[Data for analysis]

PR #671, opened 2025-05-23
Update documentation for GetLogInfo

haydentherapper:
We now fetch the latest checkpoint, not the "stable" (every 5 min) checkpoint.


haydentherapper:
A log could split-view a monitor - the only solution is for a monitor to request that the latest checkpoint be co-signed.

For this change, this was when we were thinking that the monitor itself could also be a witness, fetching a "stable" (periodic) checkpoint published from Rekor v1 since Rekor publishes checkpoints too frequently for two witnesses to have the same state. In practice, this was never actually used.

PR #2556, opened 2024-09-27
ModellingConnectionHandler refresh after creating a new connection

### LINKED ISSUE #2549: Network Modelling - New data is not displayed after creation
After creating a new connection the new connection is not displayed until a manual page refresh
this is not always reproducible

SolidProgramming:
should close #2549

@tpurschke can you review this and tell me if this O.K?


tpurschke (commented):
looks simple enough - need to watch in prod environment if the bug is gone now

What do you think about moving the line further down (before Close) so that we also refresh in case of connection updates?

SolidProgramming:
> looks simple enough - need to watch in prod environment if the bug is gone now
> 
> What do you think about moving the line further down (before Close) so that we also refresh in case of connection updates?

Actualy had it there before moving it because i wasn't sure if it could create problems. Will do...

tpurschke (approved):

PR #2568, opened 2024-10-01
Fortimanager Importer Enhancement

### LINKED ISSUE #1004: importer - read custom fields
- [x] CPR8x
- [x] FortiManager (see https://docs.fortinet.com/document/fortimanager/7.4.1/administration-guide/611929/meta-fields)
payload = 
```json
{
   "method": "get",
   "params": [
      {
          "url": "...policy,
          "option": [
              "extra info",  // creator, creation time, ... 
               "scope member", // vdom  (targets)
               "get meta"
          ]
       }
   ] 
}
```
Output: (srcaddr level)
element["meta fields"]['custom field name']
Limits: per meta field max 255 bytes, limit for all meta fields unknown, comment field: 1023, 
- [x] add these fields to reports
- [x] parse metadata from custom fields
- [x] add hitcounts

alf-cactus:
closes #1004
- hitcounts: last_hit in rule_meta. Possible further enhancement: If rule had no hit, last hit is in 1970
- custom fields: rule_custom_field in rule is a string in form of a dict
- installon: If rule defines dedicated install on targets, these are stored in rule_installon in rule, seperated by "|"
- last changer: last_change_admin in rule is still NULL (also for checkpoint). But value is passed on by python importer as rule.rule_last_change_admin

Details
- Output of fmgr_getter.fortinet_api_call is now always a list. That was implicitly expected before
- hitcount task needs a short time to gather results, introduced time.sleep(2) (2 Seconds) for each Fortinet policy package

### DIFF
--- a/roles/importer/files/importer/fortiadom5ff/fmgr_getter.py
+++ b/roles/importer/files/importer/fortiadom5ff/fmgr_getter.py
@@ -131,7 +131,7 @@ def fortinet_api_call(sid, api_base_url, api_path, payload={}, show_progress=Fal
     if "data" in plain_result:
         result = plain_result["data"]
         if isinstance(result, dict):
-            result = []
+            result = [result]
     else:
         result = []
     return result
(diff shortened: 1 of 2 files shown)


tpurschke (commented):
import works fine - the only issue I have (not related to your changes):
In "Reporting" module I cannot see the adoms in the left sidebar (in the RSB they are visible).
Any idea what causes this?

tpurschke (approved):

PR #2630, opened 2024-11-02
fix missing mgm_id per member in group change

tpurschke:
group modify change now working


abarz722 (approved):

tpurschke:
Any idea, why management ID ist nullable here?

PR #2634, opened 2024-11-05
Merge for Fix of #2629 and AppZone UI Settings

### LINKED ISSUE #2629: Modelling - add app server network manually
tested with latest dev version v8.4.2 on 2024-11-04
Reproduce by adding a network (e.g. 1.2.3.0/24) in the dialog.

It seems adding works but editing does not!?

- [x] When adding app server networks via UI dialog we get an error "Check constraint violation. new row for relation "owner_network" violates check constraint "owner_network_ip_end_is_host" - even though the values end up in the db correctly as ranges?! 
- [x] When editing the network again, only the first IP is displayed (with /32) - it should actually be displayed as a network again - converting range 1.2.3.0-1.2.3.255 back to 1.2.3.0/24 for displaying.
- [x] Looks like ranges (or networks for that matter) are also not detected as belonging to an area - add unit test for this? 

might already be fixed in develop? need to re-check this!

SolidProgramming:
Closes #2629
UI: Includes turn creation of app zones on/off
UI: Includes make the syntax (AZ) configurable as application zone prefix


SolidProgramming:
@tpurschke okay...before i push the merge with solved conflicts we should take a look at it together before i break the develop branch completly...

roles/lib/files/FWO.Api.Client/FWO.Api.Client.csproj
```diff
@@ -15,6 +15,7 @@
   </ItemGroup>
 
   <ItemGroup>
+    <ProjectReference Include="..\..\..\GlobalFuncs\FWO.GlobalFunctions.csproj" />
```
tpurschke, line 18: This should be FWO.Basics

tpurschke (changes requested):

roles/database/files/sql/idempotent/fworch-texts.sql
```diff
@@ -2267,6 +2267,10 @@ INSERT INTO txt VALUES ('email_to',				'German', 	'An');
 INSERT INTO txt VALUES ('email_to',				'English', 	'To');
 INSERT INTO txt VALUES ('email_cc',				'German', 	'CC');
 INSERT INTO txt VALUES ('email_cc',				'English', 	'CC');
+INSERT INTO txt VALUES ('app_zone_pattern',		'German', 	'App Zone Pattern');
```
abarz722, line 2270: Languages mixed up

abarz722 (approved):

tpurschke (approved):

PR #2637, opened 2024-11-07
Modelling Implementation instructions + empty app role handling

abarz722:


tpurschke (changes requested):
currently we have collisions with help texts H5635 and H5636

tpurschke (approved):
+1

PR #2651, opened 2024-11-12
Fix add app server network manually

### LINKED ISSUE #2629: Modelling - add app server network manually

SolidProgramming:
this also contains appzone code but it's not active anywhere....

should close #2629


tpurschke (changes requested):
we now have a lot of app zone changes in this PR.
I think you based this on your current develop branch? maybe you can clean this up.

PR #2659, opened 2024-11-13
2 fw request fixes

abarz722:


tpurschke (approved):
in the next step we must also add common services. But for the moment we should exclude them until tested properly.

PR #2666, opened 2024-11-14
Fix create ARs with multiple areas

### LINKED ISSUE #2613: Modelling - can create ARs with servers from multiple areas
recipe:
- got to create new AR
- select area1
- add a server from area1 to the AR
- switch to area2
- add a server from area2 to the AR
- save AR

This needs to be blocked by removing all servers from AR when switching the area!

SolidProgramming:
Closes #2613


tpurschke (approved):
in the future we should not work with branches in cactusesecurity repo directly (we agreed on this earlier) - but we can re-discuss

PR #2674, opened 2024-11-20
hotfix new version 8.5.2

alf-cactus:
Add colors that crash checkpoint import
Add cert docu


tpurschke (commented):
we would need an upgrade script that adds these values during upgrades

PR #2688, opened 2024-11-27
new version 8.5.2

alf-cactus:
Added 4 colors that are used in checkpoint (in inital csv file and as upgrade sql function)
Checkpoint internet object supported (always the same uid)
Checkpoint Voip MGCP objects are now supported
Documentation for Cert renewal


tpurschke (approved):
a perfect PR!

[Your objective] State how many lines of the records hold the string "displayed", and nothing else.

[Output for this task] 3